Because my paid library work now takes up 120% of my brain, my unpaid library work has taken a backseat. I only wrote a handful of blog posts, as GLAM Blog Club wound up due to lack of interest, and my attention was very much elsewhere. I think the biggest-impact post was probably ‘Libraries are for everyone! Except if you’re autistic’, which I wrote in February after a run-in with some awful library directors (one of whom I used to work for). If they think managing neurodiverse library workers is hard, they should try being one! Being an autistic team leader is even harder! I came across the anonymous blog Managing Whilst Autistic on my travels, which I’m hoping will uncover more advice on how to harness my strengths.

I also didn’t do any talks this year! Woohoo! Unless you count the impromptu talk to the entire library about ditching Dewey, oops. I think the bolded line on my About page stating ‘Please don’t ask me to do talks’ might have had something to do with it. It was great not being stressed about upcoming public speaking. Written pieces are more my thing.
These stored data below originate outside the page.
PR #4106, opened 2025-09-20
Figure.timestamp: Simplify the docstrings for parameter 'justify'

seisman:
No code changes.

**Preview**: https://pygmt-dev--4106.org.readthedocs.build/en/4106/api/generated/pygmt.Figure.timestamp.html

### DIFF
--- a/.mailmap
+++ b/.mailmap
@@ -1,3 +1,5 @@
+# Map author/committer names and/or email addresses for git.
+# Reference: https://git-scm.com/docs/gitmailmap
 Dongdong Tian <seisman.info@gmail.com>
 Dongdong Tian <seisman.info@gmail.com> <seisman@users.noreply.github.com>
 Jiayuan Yao <coreman.seism@gmail.com>
--- a/pygmt/src/grdclip.py
+++ b/pygmt/src/grdclip.py
@@ -97,16 +97,16 @@ def grdclip(
     Example
     -------
     >>> import pygmt
-    >>> # Load a grid of @earth_relief_30m data, with a longitude range of
-    >>> # 10° E to 30° E, and a latitude range of 15° N to 25° N
+    >>> # Load the 30 arc-minutes Earth relief grid, with a longitude range of 10° E to
+    >>> 30° E, and a latitude range of 15° N to 25° N
     >>> grid = pygmt.datasets.load_earth_relief(
     ...     resolution="30m", region=[10, 30, 15, 25]
     ... )
     >>> # Report the minimum and maximum data values
     >>> [grid.data.min(), grid.data.max()]
     [183.5, 1807.0]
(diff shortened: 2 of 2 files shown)


pygmt/src/timestamp.py
```diff
@@ -41,12 +41,9 @@ def timestamp(
...
     justify
-        Justification of the timestamp box relative to the plot's bottom-left corner
-        (i.e., the plot origin). Give a two-character code that is a combination of a
-        horizontal (**L**\ (eft), **C**\ (enter), or **R**\ (ight)) and a vertical
-        (**T**\ (op), **M**\ (iddle), or **B**\ (ottom)) code. For example,
-        ``justify="TL"`` means choosing the **T**\ op **L**\ eft point of the timestamp
-        as the anchor point.
+        Specify a :doc:`2-character justification code </techref/justification_codes>`
+        of the timestamp box relative to the plot's bottom-left corner (i.e., the plot
+        origin). E.g., e.g., the default is ``"BL"`` for Bottom Left.
```
seisman:
```suggestion
        origin). E.g., the default is ``"BL"`` for Bottom Left.
```

pygmt/src/timestamp.py
```diff
@@ -41,12 +41,9 @@ def timestamp(
...
     justify
-        Justification of the timestamp box relative to the plot's bottom-left corner
-        (i.e., the plot origin). Give a two-character code that is a combination of a
-        horizontal (**L**\ (eft), **C**\ (enter), or **R**\ (ight)) and a vertical
-        (**T**\ (op), **M**\ (iddle), or **B**\ (ottom)) code. For example,
-        ``justify="TL"`` means choosing the **T**\ op **L**\ eft point of the timestamp
-        as the anchor point.
+        Specify a :doc:`2-character justification code </techref/justification_codes>`
+        of the timestamp box relative to the plot's bottom-left corner (i.e., the plot
+        origin). E.g., the default is ``"BL"`` for Bottom Left.
```
yvonnefroehlich: If the plotting origin was changed before plotting the timestamp the new plotting origin is considered (it is not reset before plotting the timestamp to Left Bottom). 

```python
import pygmt

fig = pygmt.Figure()
fig.basemap(region=[20, 30, -10, 10], projection="X6c/3c", frame=True)
fig.timestamp()
fig.shift_origin(xshift="6c", yshift="3c")
fig.timestamp(font="red")

fig.show()
```

timestamp_referencepoint

Thus, I think we should use a more general formulation here (if changed, we need also to update the text at the beginning).

```suggestion
        Specify a :doc:`2-character justification code </techref/justification_codes>`
        for the timestamp box relative to the current plot origin. The default is the
        Bottom Left (``"BL"``) corner.
```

I also finished up on the VALA Committee after two years of contributing practically nothing (in my defence, I was very unwell for almost all of that time) and continued as Information Officer for ACORD, the ALIA Community on Resource Description.
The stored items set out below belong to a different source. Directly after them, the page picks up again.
PR #4108, opened 2025-09-20
pygmt.grdfill: Migrate the hole parameter to the new alias system and add a test

seisman:
Migrate the 'hole' parameter and add a test to ensure that both `hole` and `no_data` (deprecated) work as expected.

### DIFF
--- a/pygmt/tests/test_grdfill.py
+++ b/pygmt/tests/test_grdfill.py
@@ -114,6 +114,31 @@ def test_grdfill_gridfill_dataarray(grid):
     npt.assert_array_equal(result[3:6, 3:5], bggrid[3:6, 3:5])
 
 
+def test_grdfill_hole(grid, expected_grid):
+    """
+    Test grdfill with different hole values.
+    """
+    # Prepare for a grid with -99999 as holes.
+    grid_no_nan = grdfill(grid=grid, constantfill=-99999)
+    assert not np.isnan(grid_no_nan).any()
+    assert -99999 in grid_no_nan
+    # Now that we have a grid with -99999 as holes, fill it with a constant value of 20.
+    result = grdfill(grid=grid_no_nan, constantfill=20, hole=-99999)
+
+    # check information of the output grid
+    assert isinstance(result, xr.DataArray)
+    assert result.gmt.gtype is GridType.GEOGRAPHIC
+    assert result.gmt.registration is GridRegistration.PIXEL
+    # check information of the output grid
+    xr.testing.assert_allclose(a=result, b=expected_grid)
+
+    # Test the deprecated 'no_data' parameter.
+    # TODO(PyGMT>=0.19.0): Remove the following lines.
+    with pytest.warns(FutureWarning):
+        result2 = grdfill(grid=grid_no_nan, constantfill=20, no_data=-99999)
+    xr.testing.assert_allclose(a=result2, b=expected_grid)
+
+
 def test_grdfill_inquire(grid):
     """
     Test grdfill with inquire mode.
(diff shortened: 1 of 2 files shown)


pygmt/tests/test_grdfill.py
```diff
@@ -114,6 +114,31 @@ def test_grdfill_gridfill_dataarray(grid):
     npt.assert_array_equal(result[3:6, 3:5], bggrid[3:6, 3:5])
 
 
+def test_grdfill_hole(grid, expected_grid):
+    """
+    Test grdfill with different hole values.
+    """
+    # Prepare for a grid with -99999 as holes.
```
yvonnefroehlich: Maybe this sounds nicer.

```suggestion
    # Prepare for a grid with a node value of -99999 for holes.
```

pygmt/tests/test_grdfill.py
```diff
@@ -114,6 +114,31 @@ def test_grdfill_gridfill_dataarray(grid):
...
+    grid_no_nan = grdfill(grid=grid, constantfill=-99999)
+    assert not np.isnan(grid_no_nan).any()
+    assert -99999 in grid_no_nan
+    # Now that we have a grid with -99999 as holes, fill it with a constant value of 20.
```
yvonnefroehlich: Strickely speaking it is plural.

```suggestion
    # Now that we have a grid with -99999 as holes, fill them with a constant value of 20.
```

pygmt/tests/test_grdfill.py
```diff
@@ -114,6 +114,31 @@ def test_grdfill_gridfill_dataarray(grid):
...
+    result = grdfill(grid=grid_no_nan, constantfill=20, hole=-99999)
+
+    # check information of the output grid
+    assert isinstance(result, xr.DataArray)
+    assert result.gmt.gtype is GridType.GEOGRAPHIC
+    assert result.gmt.registration is GridRegistration.PIXEL
+    # check information of the output grid
+    xr.testing.assert_allclose(a=result, b=expected_grid)
```
yvonnefroehlich: Maybe it is enough to have this comment once.

```suggestion
    # Check information of the output grid
    assert isinstance(result, xr.DataArray)
    assert result.gmt.gtype is GridType.GEOGRAPHIC
    assert result.gmt.registration is GridRegistration.PIXEL
    xr.testing.assert_allclose(a=result, b=expected_grid)
```

pygmt/tests/test_grdfill.py
```diff
@@ -114,6 +114,31 @@ def test_grdfill_gridfill_dataarray(grid):
     npt.assert_array_equal(result[3:6, 3:5], bggrid[3:6, 3:5])
 
 
+def test_grdfill_hole(grid, expected_grid):
+    """
+    Test grdfill with different hole values.
```
yvonnefroehlich: Hm. I am not sure if I understand what you mean with "different" here. As far as I know, there could be only one value used to define the nodes considered as holes at a time. Maybe "different" refers to the fact that the value for nodes considered as holes is set to a new value in this test?

pygmt/tests/test_grdfill.py
```diff
@@ -114,6 +114,30 @@ def test_grdfill_gridfill_dataarray(grid):
...
```
seisman:
```suggestion
    Test grdfill with a custom value (not NaN) as holes.
```

pygmt/tests/test_grdfill.py
seisman: I've rephrased it to "Test grdfill with a custom value (not NaN) as holes."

I continued my streak of not finishing a single book this year (whatever! I’ve been busy) but I did start several excellent books, including The Flip by Jeffrey J. Kripal (seriously, read this book) and Anchored by Deb Dana. I also positively inhaled the ABC series Back to Nature, ostensibly about the great Australian outdoors, but really about the deep and continuing history of this continent, guided by First Nations land-carers.
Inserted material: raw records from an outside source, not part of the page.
Issue #4017, opened 2025-07-27
Drop GMT 6.4.0 support and add GMT 6.6.0 support


seisman:
GMT 6.6.0 was released a few hours ago, and GMT 6.4 was released in June, 2022.

Following [our support policy](https://www.pygmt.org/dev/minversions.html),

> Drop support for GMT versions 3 years after their initial release, while ensuring at least two latest minor versions remain supported.

I think it's time to drop the GMT 6.4.0 support.

seisman:
**To-Do for bumping the GMT version in CI**:

- [x] Bump the GMT version in CI (1 PR) #4018
  - [x] Update `environment.yml`
  - [x] Update `ci/requirements/docs.yml`
  - [x] Update `.github/workflows/benchmarks.yml`
  - [x] Update `.github/workflows/cache_data.yaml`
  - [x] Update `.github/workflows/ci_doctests.yaml`
  - [x] Update `.github/workflows/ci_docs.yml`
  - [x] Update `.github/workflows/ci_tests.yaml`
  - [x] Add the legacy GMT version to `.github/workflows/ci_tests_legacy.yaml`
  - [x] Update GMT 6.x minor version for `extlinks` urls in `doc/conf.py`
  - [ ] ~~Update GMT 6.x minor version in `.github/workflows/check-links.yml`~~
- [x] Fix failing tests (1 or more PRs)
- [x] Fix failing doctests reported in the ["Doctest" workflow](https://github.com/GenericMappingTools/pygmt/actions/workflows/ci_doctests.yaml)
- [x] Fix [xfail](https://docs.pytest.org/en/stable/skipping.html#xfail-mark-test-functions-as-expected-to-fail) pytest markers on tests that are now xpass

**To-Do for bumping the minimum required GMT version**:

- [x] Bump the minimum required GMT version (1 PR) #4127
  - [x] Update `required_gmt_version` in `pygmt/clib/__init__.py`
  - [ ] ~~Update `test_get_default` in `pygmt/tests/test_clib.py`~~
  - [ ] ~~Update minimum required versions in `doc/minversions.md`~~
  - [x] Remove unsupported GMT version from `.github/workflows/ci_tests_legacy.yaml`
- [x] Remove [xfail](https://docs.pytest.org/en/stable/skipping.html#xfail-mark-test-functions-as-expected-to-fail) pytest markers on tests that are now xpass
[...]

Issue #4100, opened 2025-09-18
Release PyGMT v0.17.0


seisman:
**Release**: [v0.x.x](https://github.com/GenericMappingTools/pygmt/milestone/25)
**Scheduled Date**: 2025/MM/DD
**Pull request due date**: 20YY/MM/DD
**DOI**: `10.5281/zenodo.XXXXXXX`
**Announcement draft**: https://hackmd.io/@pygmt/xxxxxxxx

**Priority PRs/issues to complete prior to release**

- [ ] Wrap X ()
- [ ] Wrap Y ()

**Before release**:

- [ ] Check [SPEC 0](https://scientific-python.org/specs/spec-0000/) to see if we need to bump the minimum supported versions of GMT, Python and core package dependencies (NumPy, pandas, Xarray)
- [ ] Review the ["PyGMT Team" page](https://www.pygmt.org/dev/team.html)
- [ ] README looks good on TestPyPI. Visit [TestPyPI](https://test.pypi.org/project/pygmt/#history), click the latest pre-release, and check the homepage.
- [ ] Check to ensure that:
  - [ ] Deprecated workarounds/codes/tests are removed. Run `grep "# TODO" **/*.py` to find all potential TODOs.
  - [ ] All tests pass in the ["GMT Legacy Tests" workflow](https://github.com/GenericMappingTools/pygmt/actions/workflows/ci_tests_legacy.yaml)
  - [ ] All tests pass in the ["GMT Dev Tests" workflow](https://github.com/GenericMappingTools/pygmt/actions/workflows/ci_tests_dev.yaml)
  - [ ] All tests pass in the ["Doctests" workflow](https://github.com/GenericMappingTools/pygmt/actions/workflows/ci_doctests.yaml)
- [ ] Update warnings in `pygmt/_show_versions.py` as well as notes in [Not working transparency](https://www.pygmt.org/dev/install.html#not-working-transparency) regarding GMT-Ghostscript incompatibility
- [ ] Reserve a DOI on [Zenodo](https://zenodo.org) by clicking on "New Version"
- [ ] Finish up the "Changelog entry for v0.x.x" Pull Request (Use the previous changelog PR as a reference)
- [ ] Run `make codespell` to check common misspellings. If there are any, either fix them or add them to `ignore-words-list` in `pyproject.toml`
- [ ] Draft the announcement on https://hackmd.io/@pygmt

**Release**:

[...]

PR #4127, opened 2025-09-30
Drop GMT 6.4 support 

seisman:
Following our [support policy](https://www.pygmt.org/v0.16.0/minversions.html), we should drop support for GMT versions older than three years.

Address https://github.com/GenericMappingTools/pygmt/issues/4017.

### DIFF
--- a/.github/workflows/ci_tests_legacy.yaml
+++ b/.github/workflows/ci_tests_legacy.yaml
@@ -84,11 +84,7 @@ jobs:
           # Download cached files to ~/.gmt directory and list them
           gh run download --name gmt-cache --dir ~/.gmt/
           # Change modification times of the two files, so GMT won't refresh it.
-          # The two files are in the `~/.gmt/server` directory for GMT<=6.4, and in the
-          # `~/.gmt` directory for GMT>=6.5.
-          mkdir -p ~/.gmt/server/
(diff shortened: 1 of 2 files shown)


seisman:
Triggered "GMT Legacy Tests" runs at https://github.com/GenericMappingTools/pygmt/actions/runs/18114613055.

.github/workflows/ci_tests_legacy.yaml
```diff
@@ -60,7 +60,7 @@ jobs:
           create-args: >-
             python=3.11
             gmt=${{ matrix.gmt_version }}
-            ghostscript<10
+            ghostscript
```
weiji14, line 63: Since ghostscript>=10 can be used now, should the note here be updated?

https://github.com/GenericMappingTools/pygmt/blob/06e75f5b982734cb3d7f08bb7873b5044e79d12a/doc/install.md?plain=1#L326-L327

Or do it in #4128?

seisman: Yes, or do it in a separate PR as mentioned in https://github.com/GenericMappingTools/pygmt/issues/4100#issuecomment-3347945572.

weiji14 (approved):
:rocket:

So many of us have experienced close personal loss this year. I keep forgetting that this technically includes me: my estranged father died suddenly at the end of July, aged fifty-nine, apparently from a heart attack. I felt many complex things upon learning of his death, but sadness was not one of them. I felt angry, happy, resentful, bitter. Mostly I felt deeply liberated. I’m glad he’s dead. People don’t really know how to respond to that.

This year has been a lot but it’s also been the happiest year of my life. I am doing so much better here, closer to friends, in a healthier and more secure environment, with a more helpful therapist, hundreds of kilometres away from everything that sought to destroy me. I am acutely aware that most people have not been nearly as fortunate as I have. I feel like it’s becoming almost impolite to talk about how well I am now, in the face of so much misery and suffering and institutional indifference. Hundreds of people at MPOW lost their jobs this year. Everyone in Victoria has spent months in lockdown. We are all traumatised. We are all over it.

And yet… I have learned to focus on what I can control. I can enjoy my job, and my houseplants, and the sunshine. I can be a hermit in paradise. I can actively choose not to mask my autistic traits (it turns out). I don’t have to contort myself into something I think other people will like and fail miserably. I don’t have to read the news every day (it’s always the same news, but it’s also the wrong news, distracting us from the real crises).

My goals for the last few years have been along the lines of ‘try not to die’ and ‘go outside more’. I’m comfortable ticking those things off my list now, but I’m not yet sure what my new goals will be. Perhaps maintaining what I already have can be a goal in itself. It’s okay to make up for lost time.